Hide code cell content
def plot_posterior_probs(probs, states, title=""):
    plt.imshow(states[None, :], extent=(0, num_timesteps, 0, 1), 
               interpolation="none", aspect="auto", cmap="Greys", alpha=0.25)
    plt.plot(probs[:, 1])   # probability of the loaded state (z=1)
    plt.xlabel("time")
    plt.ylabel("p(loaded)")
    plt.ylim(0, 1)
    plt.title(title)
plot_posterior_probs(posterior.filtered_probs, true_states,
                     title="Filtering Distribution")
../../_images/508d617c7bec1190fb7e377b1943580f2bfa681567bba66f48fc1e5637f2985d.png

Smoothing (forwards-backwards algorithm)#

Smoothing means computing the probabilities of the latent state at time \(t\) given all emissions, including those that come after. Mathematically, the smoothing distributions are,

(3)#\[\begin{align} p(z_t \mid y_{1:T}, \theta) &\propto \sum_{z_1} \cdots \sum_{z_{t-1}} \sum_{z_{t+1}} \cdots \sum_{z_T} p(z_{1:T}, y_{1:T} \mid \theta). \end{align}\]

The forward-backward algorithm (Murphy, 2023; Ch 8.2.4) computes these probabilities for all timesteps \(t\) in recursive fashion.
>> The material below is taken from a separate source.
PR #1158, opened 2025-07-15
Fix `fastmcp install` sub-command docs

richardkmichael:
Fix the docs for  the install sub-command:
 - `--name` to `--server-name`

In code, you can run the forward-backward smoothing algorithm like this.

posterior = hmm.smoother(params, emissions)
print(f"posterior.smoothed_probs.shape: {posterior.smoothed_probs.shape}")
posterior.smoothed_probs.shape: (300, 2)
plot_posterior_probs(posterior.smoothed_probs, true_states,
                     title="Smoothing Distribution")
../../_images/25d195eda3a3c12d816c65bc0c29b78a2377b598e63c042908a1300ebbaf00bf.png

Compare the smoothed probabilities to the filtered ones. See how the sharp rises in probability (e.g. around time step 235) are attenuated in the smoothing distribution? That’s because the filtering distribution is sensitive to when the die comes up six, thinking it might indicate a switch to the loaded die. The smoothing distributions benefit from future outcomes, which suggest that the six was just a chance event.

Most likely state sequence (Viterbi algorithm)#

Finally, we can compute the most likely state sequence (aka maximum a posteriori or “MAP” sequence) using the Viterbi algorithm (Murphy, 2023; Ch 8.2.7). This dynamic programming algorithm solves for

(4)#\[\begin{align} z_{1:T}^\star &= \text{arg max}_{z_{1:T}} \; p(z_{1:T}, y_{1:T} \mid \theta). \end{align}\]

You can compute the MAP sequence with the following code.

Hide code cell content
def plot_map_sequence(most_likely_states, states):
    plt.imshow(states[None, :], extent=(0, num_timesteps, -0.05, 1.05), 
               interpolation="none", aspect="auto", cmap="Greys", alpha=0.25)
    plt.plot(most_likely_states)
    plt.xlabel("time")
    plt.ylabel("MAP state")
    plt.ylim(-0.05, 1.05)
    plt.yticks([0, 1])
    plt.title("Viterbi estimate")
most_likely_states = hmm.most_likely_states(params, emissions)
plot_map_sequence(most_likely_states, true_states)
../../_images/8fa359e9e6e816bd0403bcea4f43df15dc4a04110cb9eef15732c1db8bf32e62.png

Conclusion#

This notebook showed how to construct a simple categorical HMM, initialize its parameters, sample data, and use it to perform state inference (i.e. filtering, smoothing, and finding the most likely states). However, often we do not know the model parameters and instead need to estimate them from data. The next notebook shows how to do exactly that.